**WHAT TO WORK ON:**
Lines holding the word "currently": how many does the material below have? Answer with nothing but the number.
Top of INFORMATION SHOWN
PR #1443, opened 2021-03-18
Fix deprecations (2021.03) and remove semver

ulope:
### What this PR does

Fixes various deprecation warnings and removes `semver` in favor of `semantic_version` (which was already required through dependencies).

For some reason black decided to reformat some files.

### Why I'm making this PR

To fix warnings

Nothing particular

----

Any reviewer can check these:

* [ ] Comment commits
    * `solidityFunction`
    * `_solidity_argument`
    * `solidity_variable`
    * `python_variable`
    * `PYTHON_CONSTANT`
* For each new contract
* Bookkeep

### DIFF
--- a/raiden_contracts/tests/test_service_registry.py
+++ b/raiden_contracts/tests/test_service_registry.py
@@ -51,7 +51,10 @@ def test_deposit_contract_without_service_registry_code(
     (A,) = get_accounts(1)
     call_and_transact(custom_token.functions.mint(100), {"from": A})
     depo = get_deposit_contract(
-        _token=custom_token.address, _release_at=UINT256_MAX, _withdrawer=A, _service_registry=A
+        _token=custom_token.address,
+        _release_at=UINT256_MAX,
+        _withdrawer=A,
+        _service_registry=A,
     )
     call_and_transact(custom_token.functions.transfer(depo.address, 100), {"from": A})
     assert custom_token.functions.balanceOf(A).call() == 0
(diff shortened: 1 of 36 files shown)


palango (approved):
LGTM

raiden_contracts/tests/test_service_registry.py
```diff
@@ -51,7 +51,10 @@ def test_deposit_contract_without_service_registry_code(
     (A,) = get_accounts(1)
     call_and_transact(custom_token.functions.mint(100), {"from": A})
     depo = get_deposit_contract(
-        _token=custom_token.address, _release_at=UINT256_MAX, _withdrawer=A, _service_registry=A
+        _token=custom_token.address,
+        _release_at=UINT256_MAX,
+        _withdrawer=A,
+        _service_registry=A,
```
netcriptus, line 57: Not related to this PR, but why are the arguments here prefixed with `_`?

netcriptus (approved):
I'd challenge the assumption that the current lint configuration really helps making the code more readable (more specifically: one import/argument per line instead of multiple columns, and maximum line length of 99 columns).

Apart from that, LGTM :shipit:

raiden_contracts/tests/test_service_registry.py
karlb: Those are the same parameter names used in the constructor of the `Deposit` solidity contract. They are chosen that way in the constructor to avoid name clashes with Deposit contract's attributes. Solidity doesn't have `self` or `this`, so this is the way we arrive at code like
```
token = _token
```
in the constructor to set the `token` attribute to the value given to the constructor.

PR #1447, opened 2021-04-06
Remove the need for local solc install for users

karlb:
Packages that use raiden-contracts' fixtures don't need a solc
installation, anymore. This is achieved by doing the linking step in
pure python.


palango (approved):
Looks good.

PR #1448, opened 2021-04-07
Fix setuptools setup_requires

ezdac:
This PR will fix the `setup.py` installation method by providing the necessary dependencies for the verify_contracts command that is employed during setup.
(see https://github.com/raiden-network/raiden-services/pull/951#issuecomment-814959179)

### DIFF
--- a/setup.py
+++ b/setup.py
@@ -88,7 +88,7 @@ config = {
     "license": "MIT",
     "keywords": "raiden ethereum blockchain",
     "install_requires": requirements,
-    "setup_requires": _get_single_requirement(requirements, "py-solc"),
+    "setup_requires": requirements,
     "packages": find_packages(),
     "include_package_data": True,
     "classifiers": [


setup.py
```diff
@@ -88,7 +88,7 @@ def run(self) -> None:  # pylint: disable=no-self-use
     "license": "MIT",
     "keywords": "raiden ethereum blockchain",
     "install_requires": requirements,
-    "setup_requires": _get_single_requirement(requirements, "py-solc"),
```
karlb, line 91: We can remove `_get_single_requirement` function, now that it is not used, anymore.

setup.py
```diff
@@ -88,7 +88,7 @@ def run(self) -> None:  # pylint: disable=no-self-use
...
+    "setup_requires": requirements,
```
karlb, line 91: Do we need `setup_requires` at all, if it is the same as install_requires?

karlb (approved):
Looks good, but why does it solve the `ModuleNotFoundError: No module named 'eth_typing'` error?

setup.py
ezdac: I tried it out locally and it doesn't seem to work if omitted completely.

setup.py
ezdac: I'm actually not sure if the **entire** set of requirements is used for the verify-contracts functionality, but it must be at least a subset of it. If we don't care about eventually unnecessary requirements, the function is not useful anymore, yes.

setup.py
karlb: I have problems finding more information about it other than that it is "deprecated in favor of the PEP 517". If it works, let's keep it for now.

ezdac:
> Looks good, but why does it solve the `ModuleNotFoundError: No module named 'eth_typing'` error?

I explained it here a little: https://github.com/raiden-network/raiden-services/pull/951#issuecomment-814959179

Inside of the verify_contracts command's `run` method, there is functionality of the package itself imported and used. The verify_contracts is run in "setup" phase when installing the package with the `setup.py` method.

This probably hasn't been noticed before, because the setup.py method hasn't been used to install the package in CI since some time. (But here I'm not sure)
Inside the `raiden-services` installation, it will now get used as a fallback mechanism, which made installation fail as whole, since no other method could be employed.

PR #1449, opened 2021-04-27
Increment cache key version

konradkonrad:
### What this PR does

Increment the cache key in gh actions workflow.

### Why I'm making this PR

Invalidate older CI caches.


palango (approved):
Looks good, but can you fix the lint error while you're at it?

PR #1451, opened 2021-04-27
Pin web3, fix resulting problems

karlb:


palango (approved):
Strange that the exceptions change like that. Was `eth-tester` updated as well?

konradkonrad (commented):
thanks for fixing this!

karlb:
> Strange that the exceptions change like that. Was `eth-tester` updated as well?

I don't think so, it's pinned as `eth-tester[py-evm]==0.5.0b3`.

PR #1452, opened 2021-04-29
Automatically install solc via solcx

karlb:
Developers won't have to manually install solc, anymore.


karlb:
@palango Do you have an idea why the second commit makes the solium installation fail?

I could just remove 207b8e2, but I would like to understand this first. One explanation would be that solium relies on an installed solc, but I saw this neither in the error message nor in the solium docs.

palango:
> @palango Do you have an idea why the second commit makes the solium installation fail?

No, doesn't make much sense from my pov either.

karlb:
PR with only the first commit is https://github.com/raiden-network/raiden-contracts/pull/1453

PR #1453, opened 2021-04-29
Automatically install solc via solcx

karlb:
Developers won't have to manually install solc, anymore.

Replaces #1452.


konradkonrad (approved):
looks easy enough :) +1

Issue #1463, opened 2021-06-08
Set service token default to RDN


karlb:
This is required in the TGE obligation arguments.

PR #1464, opened 2021-06-10
Use RDN as default token for service payments

karlb:
We promised to use RDN during the token sale. We can't prevent anyone
from deploying the contracts with a different token selected, but we can
at least choose RDN as default.

Closes https://github.com/raiden-network/raiden-contracts/issues/1463.


palango (approved):
👍

PR #1465, opened 2021-06-10
requirements.txt: don't pin web3 to 5.18.0

istankovic:


karlb:
We don't have any mechanism to freeze versions in this repo. Is it a good idea to not restrict the version in any way? I'm afraid of clearing the pip cache and suddenly getting errors I didn't get before.

Related to https://github.com/raiden-network/raiden/issues/6984

karlb (approved):

Issue #1383, opened 2020-05-07
Cooperative settlement (simple implementation and clear old code)


hackaugusto:
https://github.com/raiden-network/raiden-contracts/issues/399 was commented out to be re-enabled in the future, but after a discussion with @karlb we realized that withdraw alone provides the same capabilities as coop settle. Instead of having two primitives it makes more sense to just have one.

The only drawback is that two withdraws would be more expensive then a single coop settle. This has to be measured and weighted to see if it is significant enough to keep coop settle around.

karlb:
I've done some measurements to compare the gas cost of different approaches:

## Classic Approaches

### Two Withdraws
Don't implement anything new and expect both parties to do a withdraw if they don't want to use the channel, anymore.
Gas cost: 2 * 109_565 = 219_130
Result: open, empty channel

### Coop Settle
Activate the cooperative settle function which is currently disabled in the contract. The code to handle coop settlement in Raiden is still missing, but would look similar to our current withdraw code.
Gas cost: 60_857
Result: settled channel

## Hybrid Approaches

These two approaches reuse our current withdraw signatures, but both nodes coordinate to only have a single on-chain transaction. That reduces the number of different proofs we have to handle compared to the original coop settle, but apart from that is about as complex.
Potential attack: Instead of executing both withdraws, the transaction submitter could initiate only one withdraw (relatively harmless)

### Two Withdraws in a Single Transaction
Add a small wrapper function to execute both withdraws in a single transaction.
Gas cost: 154_140
Result: open, empty channel

### Coop Settle Based on Withdraw
Reuse the existing code to create and check withdraw proofs in a new coop settle function. The function would check both withdraw proofs, but instead of withdrawing, it settles the channel. 
Gas cost: ~100_000
Result: settled channel

palango:
@karlb Which of the hybrid approaches was the one that you and Augusto favored?

karlb:
I don't think there was a clear favorite, but I would suggest going with "Coop Settle Based on Withdraw".

palango:
Also discussed in https://github.com/raiden-network/raiden-contracts/issues/1236

palango:
Fixed by https://github.com/raiden-network/raiden-contracts/pull/1474

PR #1474, opened 2021-06-22
Cooperative settlement

palango:
### What this PR does

Implement cooperative settle (https://github.com/raiden-network/raiden-contracts/issues/1383)

#### Tasks
- [x] Add check (+ test) for withdraw of to small amount (settle withdraw < deposit - withdraws)
- [x] Fix event data, adapt tests (`test_cooperative_settle_channel_event`)
- [x] Add gas estimates for cooperative settlement
- [x] Fix event checker to be able ti handle multiple events of same kind

----

Any reviewer can check these:

* [ ] Comment commits
    * `solidityFunction`
    * `_solidity_argument`
    * `solidity_variable`
    * `python_variable`
    * `PYTHON_CONSTANT`
* For each new contract
* Bookkeep


raiden_contracts/data/source/raiden/TokenNetwork.sol
```diff
@@ -479,7 +479,77 @@ contract TokenNetwork is Utils {
...
+        delete channel.participants[data2.participant];
+        delete channels[channel_identifier];
+
+        // Remove the pair's channel counter
+        pair_hash = getParticipantsHash(data1.participant, data2.participant);
+        delete participants_hash_to_channel_identifier[pair_hash];
 
+        // Emit channel lifecycle events
+        emit ChannelClosed(channel_identifier, data1.participant, 0, 0);
+        emit ChannelSettled(channel_identifier, data1.total_withdraw, 0, data2.total_withdraw, 0);
```
karlb, line 552: Should we reuse the code from https://github.com/raiden-network/raiden-contracts/blob/15037b89cf322d1a1d309d097e06b7ed72c9e0b8/raiden_contracts/data/source/raiden/TokenNetwork.sol#L782-L809 here?

This question also shows that we are missing `storeUnlockData`. Is this a bug, or is there an explanation why we don't need it? We should add an explanation (if it is not needed) or a test to unlock after settlement (if it is needed).

raiden_contracts/tests/test_channel_cooperative_settle.py
```diff
@@ -7,147 +7,202 @@
...
+            (B, balance_B, expiration, 0x0, signature_A2),
+        )
+    with pytest.raises(ValidationError):
+        token_network.functions.cooperativeSettle(
+            channel_identifier,
+            (A, balance_A, expiration, signature_A1, signature_B1),
+            (B, balance_B, expiration, signature_B2, 0x0),
+        )
+    # empty addresses
     with pytest.raises(TransactionFailed):
```
karlb, line 91: I like to check for the specific error with
```
with pytest.raises(TransactionFailed, match="error message"):
```
whenever possible, so that we know we are actually exercising the correct require. That does require error message, of course. But we should take the opportunity to add error messages (https://github.com/raiden-network/raiden-contracts/issues/81) before the next mainnet deployment now that #401 is done.

raiden_contracts/tests/test_channel_cooperative_settle.py
```diff
@@ -312,13 +386,43 @@ def test_cooperative_settle_channel_state_withdraw(
...
+    (A, B, C) = get_accounts(3)
+    deposit_A = 20
+    deposit_B = 10
+    balance_A = 15 - 1
+    balance_B = 15
+
+    expiration = 100
+    channel_identifier = create_channel_and_deposit(A, B, deposit_A, deposit_B)
+
+    # Adding `withdraw_?` is neccessary, as `withdraw_amount` is monotonic increasing
```
karlb, line 404: I don't understand this comment.

raiden_contracts/tests/test_channel_cooperative_settle.py
```diff
@@ -173,25 +230,28 @@ def test_cooperative_settle_channel_0(
...
-    create_cooperative_settle_signatures: Callable,
+    create_withdraw_signatures: Callable,
     cooperative_settle_state_tests: Callable,
 ) -> None:
     (A, B, C) = get_accounts(3)
     deposit_A = 0
     deposit_B = 0
     balance_A = 0
     balance_B = 0
+    expiration = 100
```
karlb, line 246: You could add `expiration=100` as a default to `create_withdraw_signatures` to make the tests a bit more concise.

raiden_contracts/tests/test_channel_cooperative_settle.py
```diff
@@ -439,49 +562,73 @@ def test_cooperative_close_replay_reopened_channel(
...
     )
 
+    ev_handler.add(
+        txn_hash, ChannelEvent.WITHDRAW, check_withdraw(channel_identifier, B, balance_B)
+    )
+    # ev_handler.add(
+    #     txn_hash,
+    #     ChannelEvent.WITHDRAW,
+    #     check_withdraw(channel_identifier, A, balance_A)
+    # )
```
karlb, line 628: Why is this commented out? It looks like it should work.

raiden_contracts/tests/test_channel_cooperative_settle.py
palango: Great idea!

palango: Mh, as it is also used in every contract call this doesn't help much. I put it into a constant instead.

raiden_contracts/tests/test_channel_cooperative_settle.py
palango: The event checking code cannot handle checking two events with the same name in the same tx right now. I didn't want to implement that before a first review on the contract changes.

raiden_contracts/tests/test_channel_cooperative_settle.py
palango: Done for all tests where transaction are expected to fail. I didn't add it to the `web3` formatting tests. Do you think it's useful there as well?

karlb: I don't think so. IMO, those have limited value, anyway.

raiden_contracts/data/source/raiden/TokenNetwork.sol
palango: I factored out the mentioned lines and added some comments about why this doesn't allow remaining locks in the docstring as well as the code.

raiden_contracts/data/source/raiden/TokenNetwork.sol
```diff
@@ -479,7 +506,74 @@ contract TokenNetwork is Utils {
...
+                data2.total_withdraw,
+                data2.expiration_block,
+                data2.participant_signature,
+                data2.partner_signature
+            );
+        }
+        removeChannelData(channel, channel_identifier, data1.participant, data2.participant);
+
+        // Emit channel lifecycle events
+        emit ChannelClosed(channel_identifier, data1.participant, 0, 0);
```
karlb, line 575: I'm not sure if we should emit this event, since the channel will never be in a closed state. I think I prefer to have it to make both settlement approaches more similar, but it does not match the concept fully (the nonce and balance_hash do not really apply) and removing it would also be slightly cheaper.

karlb (approved):
Really nice to finally have a coop settle after such a long time!

raiden_contracts/data/source/raiden/TokenNetwork.sol
palango: The intention was to keep the same channel lifecycle as before. In other words, I am not sure if the PFS/explorer/... rely on the close event in some sense.

But I will check on this again.

andrevmatos (approved):
I'm no solidity expert, but this looks good to me. It'd be good to have someone else more into solidity itself to review it though. I like the approach to leverage the double-withdraw signed structures, but we really need to optimise those gas usages

raiden_contracts/data/source/raiden/TokenNetwork.sol
palango: Seems like we need some adjustments in either case (with or without the `ChannelClosed` event):

- The PFS currently relies on the `ChannelClosed` event, and doesn't even handle the `ChannelSettled` event:
https://github.com/raiden-network/raiden-services/blob/37c6f4816e2a6a084bd4e7e9c0eb58b501870b66/src/pathfinding_service/service.py#L228-L229
  - However, adding the same handling for `ChannelSettled` events shouldn't be difficult
- The MS triggers a `ActionMonitoringTriggeredEvent` (https://github.com/raiden-network/raiden-services/blob/37c6f4816e2a6a084bd4e7e9c0eb58b501870b66/src/monitoring_service/handlers.py#L124) when a channel is closed. The event handler (https://github.com/raiden-network/raiden-services/blob/37c6f4816e2a6a084bd4e7e9c0eb58b501870b66/src/monitoring_service/handlers.py#L435) for this event doesn't currently checked if the channel in question is settled already.


tldr: We need to adjust the services anyways, so we can decide freely on which approach makes more logical sense.

raiden_contracts/data/source/raiden/TokenNetwork.sol
```diff
@@ -475,7 +502,74 @@ contract TokenNetwork is Utils {
...
+        require(data1.total_withdraw <= data1.total_withdraw + data2.total_withdraw);
+
+        if (data1.total_withdraw > 0) {
+            this.setTotalWithdraw(
+                channel_identifier,
+                data1.participant,
+                data1.total_withdraw,
+                data1.expiration_block,
+                data1.participant_signature,
+                data1.partner_signature
```
andrevmatos, line 555: Nitpick question: can't we call `setTotalWithdraw2` directly with `data1` here? And data2 below? Wouldn't this be cheaper in gas?

palango: Well spotted!

raiden_contracts/data/source/raiden/TokenNetwork.sol
palango: We agreed to not emit the `ChannelClosed` event.

PR #1486, opened 2021-07-01
Add channel  `openWithDeposit` wrapper

### LINKED ISSUE #1436: Add function to combine open and deposit
When a channel is opened, the user usually also wants to deposit tokens into the channel. Right now, this involves two transactions and waiting for confirmation in between. Adding a function that combines these two operations will allow them to happen in a single transaction, thus reducing the time until the channel can be used. (An approve transaction has to be done in both cases, in addition to the transactions mentioned)

This function could be in an auxiliary contract. But if there is enough space left if the TokenNetwork contract, I suggest adding it there to keep the number of contracts low.

The expectation is that this is a low effort thing to add. If this is not the case, please bring up the complications in this issue before spending much time on the implementation, so we can reconsider if it's worth implementing.

palango:
### What this PR does
Fixes #1436 

Add a wrapper that opens a channel and deposits.

----

Any reviewer can check these:

* [ ] Comment commits
    * `solidityFunction`
    * `_solidity_argument`
    * `solidity_variable`
    * `python_variable`
    * `PYTHON_CONSTANT`
* For each new contract
* Bookkeep


raiden_contracts/data/source/raiden/TokenNetwork.sol
```diff
@@ -316,6 +316,39 @@ contract TokenNetwork is Utils {
...
+        address participant2,
+        uint256 settle_timeout,
+        uint256 participant1_total_deposit
+    )
+        public
+        isSafe
+        settleTimeoutValid(settle_timeout)
+        returns (uint256)
+    {
+        uint256 channel_identifier;
```
palango, line 338: Should we add a require for `participant1_total_deposit > 0` here? Otherwise the call to `participant1_total_deposit` will fail.

karlb: It will already fail with a descriptive error, AFAICS, so I don't see how another require would improve the situation.

palango: True, the only advantage would be failing earlier, but it should fail during gas estimation already.

raiden_contracts/data/source/raiden/TokenNetwork.sol
```diff
@@ -1161,6 +1157,60 @@ contract TokenNetwork is Utils {
         return keccak256(abi.encodePacked(channel_identifier, sender, receiver));
     }
 
+    function setTotalDepositHelper(
```
karlb, line 1160: I don't like the name too much, as the "helper" does all of the work, not just some help. Maybe `setTotalDepositFor`>

raiden_contracts/data/gas.json
```diff
@@ -1,30 +1,31 @@
...
     "ServiceRegistry.setURL": 47223,
-    "TokenNetwork DEPLOYMENT": 3689329,
-    "TokenNetwork.closeChannel": 122790,
-    "TokenNetwork.openChannel": 115046,
-    "TokenNetwork.setTotalDeposit": 58468,
-    "TokenNetwork.setTotalWithdraw": 115102,
+    "TokenNetwork DEPLOYMENT": 3735537,
+    "TokenNetwork.closeChannel": 122819,
+    "TokenNetwork.openChannel": 115056,
+    "TokenNetwork.openChannelWithDeposit": 153255,
```
karlb, line 20: 153255 < (115056 + 58468 = 173524)

That's 12% less. A nice gas reduction in addition to being twice as fast as doing two transactions.

karlb (approved):

raiden_contracts/data/gas.json
palango: That's 20.269, so nearly the cost of a transaction.

PR #1494, opened 2021-07-27
Add participant addresses to ChannelSettled event

ezdac:
The participant1_* and participant2_* arguments were useless,
because it was not able to determine what partner corresponds
to the arguments. By adding the addresses this problem is solved.

----

Any reviewer can check these:

* [ ] Comment commits
    * `solidityFunction`
    * `_solidity_argument`
    * `solidity_variable`
    * `python_variable`
    * `PYTHON_CONSTANT`
* For each new contract
* Bookkeep


CHANGELOG.md
```diff
@@ -5,10 +5,12 @@ Documents changes that result in:
 - API changes in the package (externally used constants, externally used utilities and scripts)
 - important bug fixes between releases
 
+- Add both participants addresses to the TokenNetwork's ChannelSettled event
```
palango, line 8: Can you add a link to the PR here?

raiden_contracts/data/source/raiden/TokenNetwork.sol
```diff
@@ -873,8 +875,10 @@ contract TokenNetwork is Utils {
 
         emit ChannelSettled(
             channel_identifier,
+	    participant1,
```
palango, line 878: the indention looks wrong.

raiden_contracts/data/source/raiden/TokenNetwork.sol
```diff
@@ -192,8 +192,10 @@ contract TokenNetwork is Utils {
 
     event ChannelSettled(
         uint256 indexed channel_identifier,
+        address indexed participant1,
```
palango, line 195: Is there a reason you chose to make those parameters indexed?

ezdac: No, I was replicating the behaviour of the other events - I removed it just now because it is more expensive and not strictly necessary.

palango (approved):

PR #1495, opened 2021-07-28
raiden_contracts: change CONTRACTS_VERSION to 0.38.0

istankovic:
### What this PR does
Change the CONTRACTS_VERSION to 0.38.0.

### Why I'm making this PR
So that raiden uses the latest released contract code.

:warning: This PR should not be merged until we are reasonably sure that the newer contracts will not break tests in the `raiden` repository.

### DIFF
--- a/raiden_contracts/constants.py
+++ b/raiden_contracts/constants.py
@@ -9,6 +9,7 @@ from raiden_contracts.utils.type_aliases import ChainID, Locksroot
 
 # The last digit is supposed to be zero always. See `RELEASE.rst`.
 CONTRACTS_VERSION = "0.38.0"
+BESPIN_VERSION = "0.37.0"
 ALDERAAN_VERSION = "0.37.0"
 
 PRECOMPILED_DATA_FIELDS = ["abi", "bin", "bin-runtime", "metadata"]
--- a/raiden_contracts/constants.py
+++ b/raiden_contracts/constants.py
@@ -8,7 +8,7 @@ from eth_utils import keccak
 from raiden_contracts.utils.type_aliases import ChainID, Locksroot
 
 # The last digit is supposed to be zero always. See `RELEASE.rst`.
-CONTRACTS_VERSION = "0.37.0"
+CONTRACTS_VERSION = "0.38.0"
 ALDERAAN_VERSION = "0.37.0"
 
 PRECOMPILED_DATA_FIELDS = ["abi", "bin", "bin-runtime", "metadata"]


raiden_contracts/constants.py
```diff
@@ -8,7 +8,7 @@
 from raiden_contracts.utils.type_aliases import ChainID, Locksroot
 
 # The last digit is supposed to be zero always. See `RELEASE.rst`.
-CONTRACTS_VERSION = "0.37.0"
+CONTRACTS_VERSION = "0.38.0"
 ALDERAAN_VERSION = "0.37.0"
```
palango, line 12: I guess we should add - for completeness sake - a `BESPIN_VERSION` as well.

istankovic: Sounds ok, but it should have the same value as ALDERAAN, right?

palango: Yes

karlb (approved):

palango:
@istankovic Can't we just merge this? Before a new release this cannot be pulled into raiden anyways, right?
Bottom of INFORMATION SHOWN
**OUTPUT BELOW:**
3